Editorial: Renewable energy bill doesn’t deserve Easley’s signature


The sore throats and stinging eyes that come with bad air days, not to mention the upward creeping temperatures that mark global warming, should be a reminder of how desperately we need the state’s two largest energy providers, Duke Energy Corp. and Progress Energy, to begin a significant shift toward renewable sources.

We the ratepayers supply the revenue for this industry. We the people pay for the pollution spawned by irresponsible energy policies with poor health and diminished quality of life.

What a shame, then, that a laudable proposal to increase renewable sources of energy got hijacked and subverted by Duke and Progress.

The renewable energy bill requires that 12.5 percent of North Carolina’s energy portfolio be generated from renewable sources by 2021. Unfortunately, the state’s two energy giants pulled off a sleight of hand with the help of at least one friendly lawmaker by getting language written into the bill that allows the companies to shift the financial risk from private investors to ratepayers for the construction of new coal and nuclear plants.

“Sadly, the current energy bill before the legislature isn’t a renewable and efficiency portfolio bill,” wrote Reps. Susan Fisher and Paul Luebke, Democrats respectively from Buncombe and Durham counties, in an op-ed published in the Asheville Citizen-Times, adding that the proposed law “takes advantage of consumers and ironically paves the way for dirty energy development.”
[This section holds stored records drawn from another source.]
PR #5260, opened 2026-05-04
Issue #7118: Fix inserting multiple images to field from image library

### LINKED ISSUE #7118: Follow-up: Selecting multiple images from library won't work
## Description of the bug

Follow-up to Issue #440: Support "Multiple" attribute on file uploads. 

Image fields with multiupload enabled (cardinality), allow to select multiple from library, but on insert only the first one is added to field values.

## Steps To Reproduce

1. Create an image field that allows multiple images
2. Make sure "Enable image browser" is clicked
3. Open a node form with that field
4. Open the image library ("Select existing file")
5. Select multiple images
6. Click on the insert button

## Actual behavior

Although it was possible to select multiple images, only *one* image is actually inserted.

Inserting one by one still works fine.

## Expected behavior

All selected images inserted to the field (of course, according to cardinality limits).

## Additional information

- Backdrop CMS version: latest dev as of [3f77eaea0a0488c4f824de1f0bbf8e31041e4c44](https://github.com/backdrop/backdrop/commit/3f77eaea0a0488c4f824de1f0bbf8e31041e4c44).

The selection part works, and that also respects limits, only the *insert* part doesn't work.
Unrelated file upload also works fine, BTW.

I guess, we have to tweak [dialogCloseEvent](https://github.com/backdrop/backdrop/blob/1.x/core/modules/file/js/file.js#L232), but don't have the time right now to dig deeper.

indigoxela:
Fixes https://github.com/backdrop/backdrop-issues/issues/7118

### DIFF
--- a/core/modules/file/file.module
+++ b/core/modules/file/file.module
@@ -1897,6 +1897,8 @@ function file_managed_file_browser_open($form, $form_state) {
     'file' => array(
       'browser' => array(
         'fieldCardinality' => $field_cardinality,
+        // @todo It's probably a bad idea to derive the file count from delta.
+        'existingFilesCount' => end($parents),
         'selectedFid' => NULL,
         'currentFidElement' => '[name="' . $element['fid']['#name'] . '"]',
       ),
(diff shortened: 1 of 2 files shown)


indigoxela:
Closing in favor of a new issue and pr after core changes.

Fisher and Luebke were two of only nine House members who voted against the bill, which was ratified by the Senate on Aug. 2.

Gov. Mike Easley has until Sept. 1 to decide whether to make it law. We urge him to withhold his signature, and call on the General Assembly to craft some renewable-energy legislation worthy of the name during the next go-round.

That piece of work was fatally compromised.

A story published last month by the Winston-Salem Journal revealed that the provision to allow energy companies to charge ratepayers for prospective development of new coal-burning plants was made at the behest of – don’t hold your breath – Duke Energy Corp. and Progress Energy “during an unusual three-month process in which an ad hoc group of lawyers and lobbyists overhauled the bill before it was formally considered by legislators.”

The story identifies Sen. Dan Clodfelter, a Mecklenburg Democrat, as the lawmaker responsible for shepherding the bill through the Senate. The Journal found that Clodfelter has received $41,000 in campaign contributions from Duke and Progress since he was first elected in 1998, that the lawmaker and his wife own more than $10,000 worth of stock in Duke Energy and, perhaps most damning, that the law firm that pays Clodfelter’s salary often represents clients involved in financing energy projects.

The operative here is “conflict of interest.” It’s a brilliant setup, isn’t it? Everybody wins. Duke and Progress get easy money to build new polluting power plants. Clodfelter gets campaign cash and stock dividends, while his company collects legal fees from its energy-sector clients. Everyone wins, that is, except for those of us who pay the utility bills and breathe the air. We the people – remember us?